There were 12 reports of dating violence at Dartmouth in 2014, up from one in 2013, and no reports of domestic violence in either year.

Reports of stalking jumped from four to 17. A large number of new stalking reports relate to cyberstalking, Lindkvist said. Most stalking incidents involve both cyberstalking and conventional stalking, Kinne said.

For the first time, the 2015 report was required to include a section on “unfounded crimes,” or crimes that a law enforcement official investigated and deemed to be baseless. In total, 19 anonymous reports of rape were found to be baseless by Hanover Police.

The new category was instituted through amendments to the Clery Act made through the Violence Against Women Act, Lindkvist said.

The number of crimes reported declined in some areas outside of rape and sexual assault, according to the report.

There were no reports of murder, non-negligent manslaughter, negligent manslaughter or aggravated assault at Dartmouth in 2014, consistent with the prior two years.

Incidences of robbery and burglary were relatively comparable to previous years. Dartmouth experienced one robbery in 2014, up from none in both 2013 and 2012. There were 19 burglaries at Dartmouth in 2014, down from 27 in 2013.

Kinne said the bulk of burglaries at Dartmouth occurred in unlocked rooms and lockers, a problem he and Dennis spoke about to the incoming Class of 2019 during Orientation.

“I would encourage people to take the same precautions as they would at their own home to reduce any crime that might occur,” he said. “It is an idyllic place up here, but it is also part of society. We may not have the same frequency, but periodically we will have the same types of crimes.”

There were five instances of motor vehicle theft in 2014, up from three in 2013. There were no instances of motor vehicle theft in 2012. At least two of the 2014 incidents involved golf carts, Kinne said.

The College experienced fewer cases of arson this year than in years past. No arsons were reported at Dartmouth in 2014, down from three in each of the preceding two years.

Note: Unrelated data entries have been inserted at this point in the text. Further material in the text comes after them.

PR #106, opened 2019-02-19
Add functional tests for using HttpContext

JamesNK:


testassets/FunctionalTestsWebsite/Greeter.cs
```diff
@@ -39,6 +42,22 @@ public override Task<HelloReply> SayHello(HelloRequest request, ServerCallContex
         return Task.FromResult(new HelloReply { Message = "Hello " + request.Name });
     }
 
+    public override Task<HelloReply> SayHelloWithHttpContextAccessor(HelloRequest request, ServerCallContext context)
+    {
+        var httpContext = _httpContextAccessor.HttpContext;
```
davidfowl: I hope this isn't the only way to get the HttpContext

JamesNK: https://github.com/grpc/grpc-dotnet/pull/106/files#diff-e2b95dbc2cf449787b017fdd16ca0d35R55 ???

davidfowl: Phew

davidfowl: The SignalR similarities are uncanny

The reporting process for arson — which must be confirmed by local authorities — is more complicated than other crimes, Kinne said.

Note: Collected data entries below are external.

PR #112, opened 2019-02-20
Required changes for 3.0.0 preview3

JunTaoLuo:
I noticed a few changes in preview3 and updated our code accordingly.

### DIFF
--- a/.travis.yml
+++ b/.travis.yml
@@ -9,5 +9,5 @@ branches:
   only:
     - master
 script:
-  - ./build/get-dotnet.sh
+  - source build/get-dotnet.sh
   - ./build_and_test.sh
--- a/.travis.yml
+++ b/.travis.yml
@@ -9,7 +9,7 @@ branches:
   only:
     - master
 install:
-  - curl -o dotnet-sdk.tar.gz -sSL https://download.visualstudio.microsoft.com/download/pr/efa6dde9-a5ee-4322-b13c-a2a02d3980f0/dad445eba341c1d806bae5c8afb47015/dotnet-sdk-3.0.100-preview-010184-linux-x64.tar.gz
+  - curl -o dotnet-sdk.tar.gz -sSL https://dotnetcli.blob.core.windows.net/dotnet/Sdk/release/3.0.1xx/dotnet-sdk-latest-linux-x64.tar.gz
   - mkdir -p $PWD/dotnet
   - tar zxf dotnet-sdk.tar.gz -C $PWD/dotnet
   - export PATH="$PWD/dotnet:$PATH"
--- a/.travis.yml
+++ b/.travis.yml
@@ -8,10 +8,6 @@ mono: none
 branches:
   only:
     - master
-install:
-  - curl -o dotnet-sdk.tar.gz -sSL https://dotnetcli.blob.core.windows.net/dotnet/Sdk/release/3.0.1xx/dotnet-sdk-latest-linux-x64.tar.gz
-  - mkdir -p $PWD/dotnet
-  - tar zxf dotnet-sdk.tar.gz -C $PWD/dotnet
-  - export PATH="$PWD/dotnet:$PATH"
 script:
+  - ./build/get-dotnet.sh
   - ./build_and_test.sh
--- a/.travis.yml
+++ b/.travis.yml
@@ -9,5 +9,6 @@ branches:
   only:
     - master
 script:
-  - source build/get-dotnet.sh
+  - ./build/get-dotnet.sh
+  - export PATH="~/.dotnet/:$PATH"
   - ./build_and_test.sh
--- a/.travis.yml
+++ b/.travis.yml
@@ -8,7 +8,8 @@ mono: none
 branches:
   only:
     - master
-script:
+install:
   - ./build/get-dotnet.sh
   - export PATH="~/.dotnet/:$PATH"
+script:
   - ./build_and_test.sh
--- a/examples/Server/Startup.cs
+++ b/examples/Server/Startup.cs
@@ -16,9 +16,7 @@
 
 #endregion
 
-using Grpc.AspNetCore;
 using Microsoft.AspNetCore.Builder;
-using Microsoft.AspNetCore.Hosting;
 using Microsoft.Extensions.DependencyInjection;
 
 namespace GRPCServer
@@ -34,7 +32,7 @@ namespace GRPCServer
         }
 
         // This method gets called by the runtime. Use this method to configure the HTTP request pipeline.
-        public void Configure(IApplicationBuilder app, IHostingEnvironment env)
+        public void Configure(IApplicationBuilder app)
         {
             app.UseRouting(routes =>
             {
--- a/global.json
+++ b/global.json
@@ -1,5 +1,5 @@
 {
   "sdk": {
-    "version": "3.0.100-preview-010184"
+    "version": "3.0.100-preview3-010313"
   }
 }
--- a/src/Grpc.AspNetCore.Server/Internal/HttpContextServerCallContext.cs
+++ b/src/Grpc.AspNetCore.Server/Internal/HttpContextServerCallContext.cs
@@ -199,7 +199,7 @@ namespace Grpc.AspNetCore.Server.Internal
                 }
             }
 
-            return HttpContext.Response.Body.FlushAsync();
+            return HttpContext.Response.StartAsync();
         }
 
         public void Initialize()
--- a/src/Grpc.AspNetCore.Server/Internal/HttpContextServerCallContext.cs
+++ b/src/Grpc.AspNetCore.Server/Internal/HttpContextServerCallContext.cs
@@ -199,7 +199,7 @@ namespace Grpc.AspNetCore.Server.Internal
                 }
             }
 
-            return HttpContext.Response.StartAsync();
+            return HttpContext.Response.Body.FlushAsync();
         }
 
         public void Initialize()
--- a/src/Grpc.AspNetCore.Server/Internal/PipeExtensions.cs
+++ b/src/Grpc.AspNetCore.Server/Internal/PipeExtensions.cs
@@ -56,10 +56,14 @@ namespace Grpc.AspNetCore.Server.Internal
             }
 
             // Must call StartAsync before the first pipeWriter.GetSpan() in WriteHeader
-            var startAsyncTask = serverCallContext.HttpContext.Response.StartAsync();
-            if (!startAsyncTask.IsCompletedSuccessfully)
+            var response = serverCallContext.HttpContext.Response;
+            if (!response.HasStarted)
             {
-                return pipeWriter.WriteMessageCoreAsyncAwaited(messageData, serverCallContext, flush, startAsyncTask);
+                var startAsyncTask = response.StartAsync();
+                if (!startAsyncTask.IsCompletedSuccessfully)
+                {
+                    return pipeWriter.WriteMessageCoreAsyncAwaited(messageData, serverCallContext, flush, startAsyncTask);
+                }
             }
 
             return pipeWriter.WriteMessageCoreAsync(messageData, serverCallContext, flush);
--- a/src/Grpc.AspNetCore.Server/Internal/PipeExtensions.cs
+++ b/src/Grpc.AspNetCore.Server/Internal/PipeExtensions.cs
@@ -55,19 +55,23 @@ namespace Grpc.AspNetCore.Server.Internal
                 return Task.FromException(new RpcException(SendingMessageExceedsLimitStatus));
             }
 
-            if (!serverCallContext.HttpContext.Response.HasStarted)
+            // Must call StartAsync before the first pipeWriter.GetSpan() in WriteHeader
+            var response = serverCallContext.HttpContext.Response;
+            if (!response.HasStarted)
             {
-                return pipeWriter.WriteMessageCoreInitialAsync(messageData, serverCallContext, flush);
+                var startAsyncTask = response.StartAsync();
+                if (!startAsyncTask.IsCompletedSuccessfully)
+                {
+                    return pipeWriter.WriteMessageCoreAsyncAwaited(messageData, serverCallContext, flush, startAsyncTask);
+                }
             }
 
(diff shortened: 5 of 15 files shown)


examples/Server/Startup.cs
```diff
@@ -34,7 +32,7 @@ public void ConfigureServices(IServiceCollection services)
         }
 
         // This method gets called by the runtime. Use this method to configure the HTTP request pipeline.
-        public void Configure(IApplicationBuilder app, IHostingEnvironment env)
```
JunTaoLuo: `IHostingEnvironment` will be deprecated in favour of `IWebHostEnvironment` but https://github.com/aspnet/AspNetCore/pull/7725 isn't merged yet. I didn't want to wait until the changes go in and a new SDK build so I opted to just remove the argument since we weren't using it anyway.

global.json
```diff
@@ -1,5 +1,5 @@
 {
   "sdk": {
-    "version": "3.0.100-preview-010184"
+    "version": "3.0.100-preview3-010313"
```
JunTaoLuo: Ingesting daily aspnetcore builds is going to be a pain. I need to figure out a better way to do this but for now, download from https://github.com/dotnet/core-sdk#installers-and-binaries. I need to find a way to get a permanent link to a specific version since https://dotnetcli.blob.core.windows.net/dotnet/Sdk/release/3.0.1xx/dotnet-sdk-latest-win-x64.zip will change frequently.

test/Grpc.AspNetCore.Server.Tests/GrpcEndpointRouteBuilderExtensionsTests.cs
```diff
@@ -78,11 +78,11 @@ public void MapGrpcService_CanBind_CreatesEndpoints()
 
             var routeEndpoint1 = (RouteEndpoint)endpoints[0];
             Assert.AreEqual("/Greet.Greeter/SayHello", routeEndpoint1.RoutePattern.RawText);
-            Assert.AreEqual("POST", ((IHttpMethodMetadata)routeEndpoint1.Metadata.Single()).HttpMethods.Single());
+            Assert.AreEqual("POST", ((IHttpMethodMetadata)routeEndpoint1.Metadata.Single(m => m is HttpMethodMetadata)).HttpMethods.Single());
```
JunTaoLuo: @JamesNK Looks like this is due to some changes in endpoint routing. https://github.com/aspnet/AspNetCore/pull/6911 maybe?

src/Grpc.AspNetCore.Server/Internal/PipeExtensions.cs
```diff
@@ -55,6 +55,24 @@ public static Task WriteMessageAsync(this PipeWriter pipeWriter, byte[] messageD
...
+                return pipeWriter.WriteMessageCoreInitialAsync(messageData, serverCallContext, flush);
+            }
+
+            return pipeWriter.WriteMessageCoreAsync(messageData, serverCallContext, flush);
+        }
+
+        private static async Task WriteMessageCoreInitialAsync(this PipeWriter pipeWriter, byte[] messageData, HttpContextServerCallContext serverCallContext, bool flush)
+        {
+            // Must call StartAsync before the first pipeWriter.GetSpan() in WriteHeader
+            await serverCallContext.HttpContext.Response.StartAsync();
```
JunTaoLuo: This is a new requirement in preview3 in order to use PipeWriter.GetSpan/GetMemory.

global.json
JunTaoLuo: @natemcmaster I don't have access to the dotnetcli blob store in the storage explorer so I can't find a permanent link. Do you have any other ideas on how to ingest daily builds more easily?

src/Grpc.AspNetCore.Server/Internal/HttpContextServerCallContext.cs
```diff
@@ -199,7 +199,7 @@ protected override Task WriteResponseHeadersAsyncCore(Metadata responseHeaders)
                 }
             }
 
-            return HttpContext.Response.Body.FlushAsync();
+            return HttpContext.Response.StartAsync();
```
davidfowl: This isn't right. You want to keep calling FlushAsync

src/Grpc.AspNetCore.Server/Internal/PipeExtensions.cs
davidfowl: This should be optimized to avoid the state machine in the common case of completing synchronously

JunTaoLuo: That's what the HasStarted check is for. IN the common case, we call WriteMessageCoreAsync instead of WriteMessageCoreInitialAsync

src/Grpc.AspNetCore.Server/Internal/HttpContextServerCallContext.cs
JunTaoLuo: Hmm does StartAsync not flush the headers?

src/Grpc.AspNetCore.Server/Internal/PipeExtensions.cs
davidfowl: Except, that's not the common case. The common case is that HasStarted isn't true and StartAsync completes synchronously. See https://github.com/aspnet/AspNetCore/blob/master/src/Http/Http.Abstractions/src/Extensions/HttpResponseWritingExtensions.cs#L64 for a more complicated example

src/Grpc.AspNetCore.Server/Internal/HttpContextServerCallContext.cs
davidfowl: No, it does not.

JamesNK: Is Body.FlushAsync right tho? Everywhere else we're all about BodyPipe.

`BodyPipe.FlushAsync()`? (or whatever its pipe equivalent is)

test/Grpc.AspNetCore.Server.Tests/GrpcEndpointRouteBuilderExtensionsTests.cs
JamesNK: This is better:

```suggestion
            Assert.AreEqual("POST", routeEndpoint1.Metadata.GetMetadata<IHttpMethodMetadata>().HttpMethods.Single());
```

Out of interest, what is the other metadata?

test/Grpc.AspNetCore.Server.Tests/GrpcEndpointRouteBuilderExtensionsTests.cs
```diff
@@ -78,11 +78,11 @@ public void MapGrpcService_CanBind_CreatesEndpoints()
...
 
             var routeEndpoint2 = (RouteEndpoint)endpoints[1];
             Assert.AreEqual("/Greet.Greeter/SayHellos", routeEndpoint2.RoutePattern.RawText);
-            Assert.AreEqual("POST", ((IHttpMethodMetadata)routeEndpoint2.Metadata.Single()).HttpMethods.Single());
+            Assert.AreEqual("POST", ((IHttpMethodMetadata)routeEndpoint2.Metadata.Single(m => m is HttpMethodMetadata)).HttpMethods.Single());
```
JamesNK:
```suggestion
            Assert.AreEqual("POST", routeEndpoint2.Metadata.GetMetadata<IHttpMethodMetadata>().HttpMethods.Single());
```

src/Grpc.AspNetCore.Server/Internal/HttpContextServerCallContext.cs
davidfowl: I dunno if we implemented this. @jkotalik if you do a flush without writing any body, do we flush the headers? Maybe we should add something first class on the HttpResponse...

global.json
natemcmaster: Don't download from dotnetcli.blob.core.windows.net directly. This location is an implementation detail. I would recommend using `dotnet-install.sh`/`.ps1` instead. See https://docs.microsoft.com/dotnet/core/tools/dotnet-install-script for more details.

Example:
```ps1
$globalJson = Get-Content -Raw ./global.json | ConvertFrom-Json
Invoke-WebRequest https://dot.net/v1/dotnet-install.ps1 -out dotnet-install.ps1
./dotnet-install.ps1 -version $globalJson.sdk.version
```

.travis.yml
```diff
@@ -9,7 +9,7 @@ branches:
   only:
     - master
 install:
-  - curl -o dotnet-sdk.tar.gz -sSL https://download.visualstudio.microsoft.com/download/pr/efa6dde9-a5ee-4322-b13c-a2a02d3980f0/dad445eba341c1d806bae5c8afb47015/dotnet-sdk-3.0.100-preview-010184-linux-x64.tar.gz
+  - curl -o dotnet-sdk.tar.gz -sSL https://dotnetcli.blob.core.windows.net/dotnet/Sdk/release/3.0.1xx/dotnet-sdk-latest-linux-x64.tar.gz
```
jtattermusch: we should use a fixed version here, not "latest"  to prevent sudden breakages. Or is this just temporary because the actual preview3 archive doesn't exist yet? (if so, please add a TODO).

davidfowl: Agreed

test/Grpc.AspNetCore.Server.Tests/GrpcEndpointRouteBuilderExtensionsTests.cs
JunTaoLuo:
```
System.Runtime.CompilerServices.AsyncStateMachineAttribute
System.Diagnostics.DebuggerStepThroughAttribute
```

JunTaoLuo:
cc @halter73

src/Grpc.AspNetCore.Server/Internal/HttpContextServerCallContext.cs
JunTaoLuo: At one point I thought StartAsync would actually write the headers not just commit them. I could be mis-remembering though. Regardless the FlushAsync API should still work? cc @halter73

halter73: Flushing the response pipe should flush headers. StartAsync just commits them.

JunTaoLuo: I think I'll leave the implementation as is for now as that should still work. I see some test failures when I try to switch to BodyPipe.FlushAsync including HasStarted but I think it's a test. I'll investigate it later since I need this merged ASAP.

src/Grpc.AspNetCore.Server/Internal/PipeExtensions.cs
JunTaoLuo: Ah StartAsync can complete synchronously.

src/Grpc.AspNetCore.Server/Internal/PipeExtensions.cs
```diff
@@ -55,6 +55,28 @@ public static Task WriteMessageAsync(this PipeWriter pipeWriter, byte[] messageD
                 return Task.FromException(new RpcException(SendingMessageExceedsLimitStatus));
             }
 
+            // Must call StartAsync before the first pipeWriter.GetSpan() in WriteHeader
+            var response = serverCallContext.HttpContext.Response;
+            if (!response.HasStarted)
+            {
```
halter73: It might be cleaner to remove the above condition since that same condition is at the start of Response.StartAsync(). When the response has already started, StartAsync will immediately return a static completed task.

.travis.yml
JunTaoLuo: Using global.json to lock the version of the SDK and added scripts for installation.

src/Grpc.AspNetCore.Server/Internal/PipeExtensions.cs
```diff
@@ -55,6 +55,24 @@ public static Task WriteMessageAsync(this PipeWriter pipeWriter, byte[] messageD
                 return Task.FromException(new RpcException(SendingMessageExceedsLimitStatus));
             }
 
+            // Must call StartAsync before the first pipeWriter.GetSpan() in WriteHeader
+            var startAsyncTask = serverCallContext.HttpContext.Response.StartAsync();
```
JamesNK: `WriteMessageAsync` can be called multiple times for a request when streaming. I would prefer that we explicitly check for `Response.HasStarted` before calling `Response.StartAsync()`. First, I think calling StartAsync on the response multiple times feels wrong. Second, it would slightly improve performance by not calling into the feature and having it no-op, and then checking the task.

JamesNK: Also when https://github.com/aspnet/AspNetCore/issues/7779 goes into Kestrel then we should only attempt to call `StartAsync` if we're not buffering.

If we're buffering then not calling `StartAsync` would allow the method to modify the response headers with `WriteResponseHeadersAsync` after calling `WriteMessageAsync`.

test/FunctionalTests/Infrastructure/GrpcTestFixture.cs
```diff
@@ -45,6 +46,8 @@ public GrpcTestFixture()
                 .UseStartup<TStartup>();
 
             _server = new TestServer(builder);
+            // Temporary workaround, this should be added to the TestServer by default
+            _server.Features.Set<IHttpResponseStartFeature>(new TestHttpResponseStartFeature());
```
JamesNK: I didn't know you could do this. I've been setting workaround features in the functional website's Startup.cs via middleware.

JunTaoLuo: I was wondering if this worked but seems like it didn't.

src/Grpc.AspNetCore.Server/Internal/PipeExtensions.cs
jkotalik: To clarify, when you are buffering, are you replacing Kestrel's PipeWriter with a buffering one?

The number of liquor-related arrests on Dartmouth property or related to the College remained the same at 100. The number jumped from 16 to 100 the previous year due to a shift in reporting practices recommended by consultants, Kinne said. The new policy now includes many local educational or diversion programs under the category, he said.

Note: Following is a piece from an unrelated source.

Issue #109, opened 2019-02-19
Unimplemented service/method


JamesNK:
## [unimplemented_method](https://github.com/grpc/grpc/blob/master/doc/interop-test-descriptions.md#unimplemented_method)

Imagine we have a service located at "Count.Counter". It has a method AccumulateCount method at "Count.Counter/AccumulateCount".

An additional 336 incidents occurred in which students were referred to other services for disciplinary action following a liquor law-related violation, up from 243 the previous year and 83 in 2012. A footnote on the report indicated that the “increase does not reflect a change in behavior on campus,” due to a change in reporting.

Arrests relating to drug laws declined slightly from 22 to 21 — there were 16 such arrests in 2012. Incidents in which drug law violations were referred for disciplinary action rose from 20 in 2013 to 51 in 2014, which Kinne attributed to a greater willingness on the part of students to admit to smoking or otherwise consuming marijuana.

There were no reported instances of illegal weapons possession at the College, consistent with previous years.

Dartmouth experienced four reported hate crimes in 2014, of which three occurred on campus and one occurred off campus. One involved a rape “characterized by sexual orientation bias” and the three others involved intimidation, characterized either by sexual orientation, race or national origin-related bias.

There were 10 hate crimes reported at Dartmouth in 2013, and two in 2012.

Like sexual assault incidents, hate crimes are highly underreported, Kinne said.

“I think that we’ve seen an increase in people’s awareness,” he said. “We look at every incidence where it looks like it’s been targeted at an individual or group, and we investigate that and make that determination as to whether or not it becomes a hate crime based on how the [Federal Bureau of Investigation] records that type of information.”